I have always used MegaRay self ballasted 100W bulbs. The bulb itself is about 50 pucks and 6 for shipping. Worked great for my aquatic turtles, beardies and now my baby greek tort. It was suggested to me by a breeder and have read some very good reviews on it.

Here is their site: 

http://www.reptileuv.com/megaray-sb-100-watt-self-ballasted-flood-uvb-lamp.php


----------



## tortoisenerd (Jun 13, 2010)

Yes, MVBs are the best on the market and the only ones I would ever recommend. Having one fixture and one bulb (unless you need night heat, I use a ceramic heat emitter in winter) and having the bulb last a year is cheapest too, from the math I did. The 100 Watt T-Rex (or Mega Ray, same bulb but different brands) is the best in my opinion and by the research on this site: http://www.uvguide.co.uk/mercuryvapourlamps.htm They run about $50 online for the Active UV Heat. The other brands seem to have less UVB output and reliability in my opinion. They have a new model out, the UV Heat, that is less expensive (about half the price, not sure if it is a sale or a permanent price), but there isn't data out on it yet so I am waiting on the data before I buy it. There have been cases before that a bulb came on the market and it was later found it was damaging to animals. I'm not saying there is a problem with the new one, but it is of my opinion there is not enough information out there for me to want to buy it.

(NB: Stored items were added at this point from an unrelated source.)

PR #7045, opened 2020-10-14
fix(Tabs): keep selected tab in view

### LINKED ISSUE #6917: Tabs component: need ability to scroll to the selected tab
When the Tabs component has a long list of tabs inside and the page is first rendered with a selected tab, the selected tab may not be shown.  The user has to press the < or > arrows to look for the selected tab.

I am using carbon-components 10.20.0 and carbon-components-react 7.20.0.

Example is like this:
When I load the page, it shows the list of tabs:
image

But have to scroll to see the selected tab:
image

I think it will cause usability issue from end users.

emyarod:
Closes #6917

This PR makes sure the selected tab in the component state is visible (component scrolls to the selected tab) when the component updates

#### Changelog

**Changed**

- scroll selected tab into view on component update

#### Testing / Reviewing

Change the selected tab and confirm that the tab is in view on initial render in addition to subsequent renders

### DIFF
--- a/packages/react/src/components/Tabs/Tabs.js
+++ b/packages/react/src/components/Tabs/Tabs.js
@@ -145,6 +145,29 @@ export default class Tabs extends React.Component {
 
     this._handleWindowResize();
     window.addEventListener('resize', this._debouncedHandleWindowResize);
+
+    // scroll selected tab into view on mount
+    const {
+      clientWidth: tablistClientWidth,
+      scrollLeft: tablistScrollLeft,
+      scrollWidth: tablistScrollWidth,
+    } = this.tablist.current;
+    const tab = this.getTabAt(this.state.selected);
+    const horizontalOverflow = tablistScrollWidth > tablistClientWidth;
+
+    if (horizontalOverflow) {
+      const leftOverflowNavButtonHidden =
+        tab?.tabAnchor?.getBoundingClientRect().right <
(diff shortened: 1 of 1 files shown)


joshblack:
@emyarod random question, is there a chance that this `cDU` call could be invoked if Tabs is not in the viewport? If so, would this change cause the page to scroll the selected tab into view (in the y direction)?

emyarod:
no it shouldn't be scrolled in the y direction (related https://github.com/carbon-design-system/carbon/pull/6974)

edit: I am assuming you are not referring to the default behavior where changing focus also scrolls the focused element into view

joshblack (approved):

tw15egan:
Seeing an issue where you are not able to click to scroll to other tabs since it seems like it wants to keep the focus on the first tab 

focus-click

emyarod:
@tw15egan I'm unable to replicate that issue. Can you provide more details about how you're getting that to occur?

dakahn:
Seeing the same bug as @tw15egan on Firefox latest Windows 10

emyarod:
can you take another look with the latest PR changes?

joshblack:
bump @dakahn based on comment above

dakahn (approved):

dakahn:
Scrolling works swell! 👍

You need the bulb face parallel to the substrate, so also get a lamp stand and a wide and deep ceramic socket hood fixture. Mount it between 12 and 18 inches from the substrate, adjusting it to get the desired basking temperature.


----------



## Missy (Jun 13, 2010)

Thanks everyone for the info.



khanvict said:


> Missy said:
> 
> 
> > I would like to get Tank a UVB-UVA self ballasted mercury vapor lamp. Is this right for his indoor enclosure??? The Zoo Med ones are like $70.00 that I have found, is that the going price or does someone know of a better deal?
> ...



Thank you for all your trouble. I appreciate it. I will go check it out.


----------